Core Academic Skills

Overview

NECC’s Core Academic Skills grew out of the college’s 2009 Vision Statement , and reflect those skills which faculty and staff determined are essential to ensure students’ adequate preparation for further academic pursuits and careers.  In their current form, the six skills are as follows:

  • Global Awareness
  • Information Literacy
  • Public Presentation
  • Quantitative Reasoning
  • Science and Technology
  • Written Communication

These skills are assessed at the institutional level on a regular, rotating basis in order to provide faculty with feedback necessary to monitor students’ acquisition of the skills, and to plan actions to address any areas needing improvement. NECC’s institutional-level outcomes assessment work is documented at Institutional Level Outcomes Assessment.

Intensive Courses Initiative

In AY 2010-2011, the Core Academic Skills Committee, consisting mainly of faculty, considered various models which would allow adequate opportunities for students to develop the core academic skills, irrespective of the degree program.

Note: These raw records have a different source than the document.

PR #254, opened 2020-01-31
More goodness

### LINKED ISSUE #252: How to handle goodness inherited from other libraries
Hi,

I just discovered that [`Data.Set.toAscList`](http://hackage.haskell.org/package/containers-0.6.2.1/docs/Data-Set.html#v:toAscList) is subject to list fusion. This makes, for example, `Data.Graph.vertexList` automatically a good producer of lists.

The right path to follow seems not clear, should we:

1. Only document this
2. Document and test, that is, testing some functions from another library
3. Keep it for us (I don't think this is a good choice, but I added it to be exhaustive)

?

(I think there is a more conceptual issue on how goodness is actually handled in general, but this is out of scope)

nobrakal:
Hi,

This PR fixes #252 
It document and test that `vertexList` and `edgeList` are good producer of lists.


snowleopard:
@nobrakal Looks great, thank you! Merged :)

PR #255, opened 2020-02-01
Revision in preparation for 0.5

snowleopard:
Doing a revision pass while preparing for a release.


snowleopard:
@bolt12 @vasalf I've made quite a lot of revisions to undirected and bipartite graphs. Hope I didn't mess up anything important. If you spot anything, please let me know!

snowleopard:
@vasalf I've just realised that I've probably created a lot of rebasing work for you -- sorry about that!

bolt12:
@snowleopard I have looked through the undirected graphs part and it seemed very nice to me! Was there any specific reason to use Symmetric Relation instead of Adjacency Graph? :)

snowleopard:
@bolt12 Thanks! 

> Was there any specific reason to use Symmetric Relation instead of Adjacency Graph?

I'm not entirely sure what you mean. The implementation was already using `Symmetric.Relation`. I just removed some rewrite rules that were supposed to be useful only in future when we switch to `Undirected.AdjacencyMap` as underlying representation (which we don't have yet). I think that at some point we'll just remove all our `Relation` data structures and replace them with corresponding adjacency maps to avoid keeping too many representations in the library :)

bolt12:
Oops right! I don't know why but I had the idea that `AdjacencyMap` was already used, sorry about that!

Overall, from the `Undirected` point of view, I think everything is set! :tada:

PR #2383, opened 2023-01-10
PP-10485 Add test assertions that links are included

stephencdaly:
Add assertions to an integration tests for the search agreements endpoint to check that the response includes pagination links.


SandorArpa (approved):
LOKTM

PR #2384, opened 2023-01-10
PP-10445: Factor out some resource logic into a service

alan-gds:
Move the bulk of the logic for endpoint `/v1/agreement/{agreementExternalId}` into `AgreementService`, to facilitate testing.  We're about to make this more complex by adding some filters, so taking the existing logic out of the resource class is worthwhile.


sfount (dismissed):
Really good refactor! Code + tests are both a lot easier to read

sfount (approved):

PR #2386, opened 2023-01-10
PP-10263 Fix flakey dispute ITests

kbottla:
## WHAT
- For the dispute consumer pact tests, dispute events are sent to the SQS queue with `parent_resource_external_id`. No transaction exists for the `parent_resource_external_id`, so the dispute event projection fails and the message stays in the SQS queue.
- SQS queue message can then be processed later by another test which results in multiple dispute events in the database. One from the previous test and another for the current one. This causes tests to fail as the event returned by the database could be a different one.
- Dispute Itests also don't assert the transaction. At the time of writing the tests, we were not projecting dispute events.

## Changes
- Updated test to insert parent transaction at the time of setup
- Asserting transaction data too as we have projection enabled for dispute events


sfount (approved):
Good catch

The model adopted is characterized as “inclusion”, and involves having within each program at least one course labeled as “intensive” in each of the core skills.

For each core skill, the Committee subsequently identified criteria which would define an intensive course in that skill, and recommended a process for programs and/or departments to identify and/or develop courses to be designated as “intensive” in these skills.  It would be entirely the decision and responsibility of departmental faculty to select which, if any, courses would be appropriate for intensive designations in any of the core skills.  If a course was designated, all sections of that course would be required to meet the criteria of that intensive designation.

In AY 2011-2012, the Core Academic Skills Committee began to operationalize the process by delineating skill-associated learning outcomes for each core skill and finalizing the applications for courses to receive “intensive” designations in each of the core skills.

In the years since the Core Academic Skills were determined, the Core Academic Skills Committee has continued to refine each skill, providing a range of workshops to support faculty in developing courses with the Core Academic Skills designation as well as revising the criteria for each skill based on national standards and faculty feedback.